Banks are dealing with a new economic reality, and way of life, just as consumers are.
“People with lots of equity in their home, but no income—the typical bank is not set up for that,” says Rutger van Faassen, vice president of consumer lending at Informa Financial Intelligence, a financial institution research firm. “And then there’s challenges like, ‘How do I verify someone’s income?’ or, ‘How do I send an appraiser [while coronavirus restrictions are in place]?’”
If a home equity loan or HELOC is no longer an option for you, coronavirus hardship loans are smaller and, since they specifically intended to help those who are experiencing a cash crunch, likely easier to get approved for.
According to a March 27 survey conducted by the CUNA and State Credit Union Leagues, 86% of credit unions are offering new loan products as a response to the crisis, 95% are offering loan modifications (such as interest-only payments, loan extensions or reduced or 0% interest on existing loans) and 90% of credit unions are offering fee waivers.
Although it might not be a big chunk of cash like a HELOC might provide, a coronavirus hardship loan could be enough to get you through the next few months of an emergency situation until you can reevaluate your options in the future.
A Coronavirus Hardship Loan Is Still a Loan
Even if the terms of a coronavirus hardship loan seem appealing, it will still have to be repaid. Although there’s a lot of buzz surrounding the potential for PPP loans to be forgiven, those loans are only for small businesses—and they can only be forgiven when at least 75% of the loan proceeds are used to cover employee payroll. A coronavirus hardship loan does not typically have the possibility of forgiveness attached to it.

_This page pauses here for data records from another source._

PR #1181, opened 2021-08-16
SPU: Emulate SOUNDBIAS and 10-bit degrade

nadiaholmquist:
Also adds a config option to override the sound bitrate, defaulting to automatic based on model.

Needs more testing probably.

### DIFF
--- a/src/SPU.cpp
+++ b/src/SPU.cpp
@@ -192,11 +192,13 @@ void SetBias(u16 bias)
     Bias = bias;
 }
 
-void SetApplyBias(bool enable) {
+void SetApplyBias(bool enable)
+{
     ApplyBias = enable;
 }
 
-void SetDegrade10Bit(bool enable) {
+void SetDegrade10Bit(bool enable)
+{
     Degrade10Bit = enable;
 }
 
@@ -803,7 +805,7 @@ void Mix(u32 dummy)
 
     // Add SOUNDBIAS value
     // The value used by all commercial games is 0x200, so we subtract that so it won't offset the final sound output.
-    if (ApplyBias == true)
+    if (ApplyBias)
     {
         leftoutput += (Bias << 6) - 0x8000;
         rightoutput += (Bias << 6) - 0x8000;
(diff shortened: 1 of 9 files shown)


src/SPU.cpp
```diff
@@ -795,6 +805,21 @@ void Mix(u32 dummy)
...
+    // The original DS and DS lite degrade the output from 16 to 10 bit before output
+    if (Degrade10Bit)
+    {
+        leftoutput &= 0xFFFFFFC0;
+        rightoutput &= 0xFFFFFFC0;
+    }
+
+    // Add SOUNDBIAS value
+    // The value used by all commercial games is 0x200, so we subtract that so it won't offset the final sound output.
+    if (ApplyBias == true)
```
RSDuck, line 817: == true is unnecessary

src/SPU.cpp
```diff
@@ -190,6 +192,14 @@ void SetBias(u16 bias)
     Bias = bias;
 }
 
+void SetApplyBias(bool enable) {
```
RSDuck, line 195: brackets are wrong

WaluigiWare64: yep, it should look like this
```suggestion
void SetApplyBias(bool enable)
{
```

src/SPU.cpp
```diff
@@ -789,12 +799,28 @@ void Mix(u32 dummy)
...
+    // The original DS and DS lite degrade the output from 16 to 10 bit before output
+    if (Degrade10Bit)
+    {
+        leftoutput &= 0xFFFFFFC0;
+        rightoutput &= 0xFFFFFFC0;
+    }
+
     // OutputBufferFrame can never get full because it's
     // transfered to OutputBuffer at the end of the frame
     OutputBackbuffer[OutputBackbufferWritePosition    ] = leftoutput >> 1;
```
WaluigiWare64, line 826: Extra whitespace here.
```suggestion
    OutputBackbuffer[OutputBackbufferWritePosition] = leftoutput >> 1;
```

nadiaholmquist: I didn't even touch that line, Arisotura did it like that.

WaluigiWare64: well, wouldn't hurt to fix it :D

WaluigiWare64: just realised that's to make it look nice.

“Maybe the banks and credit unions are being a little nicer with interest rates,” says Bonneau. “But ultimately…you’ll also have to pay it back one day.”
If you do opt to pursue a coronavirus hardship loan, pay close attention to the terms, including any fees associated with it and the interest rate you’ll pay. Also double-check when any deferment periods end.
Before taking on more debt, assess your budget. Calculate your total monthly income and expenses to make sure you can accommodate a new monthly bill when repayment starts. If you’ve been furloughed or you lost your job, it’s especially important to get clear on how and when you’ll be able to repay the loan, and consider taking out the least amount you need to cover your expenses.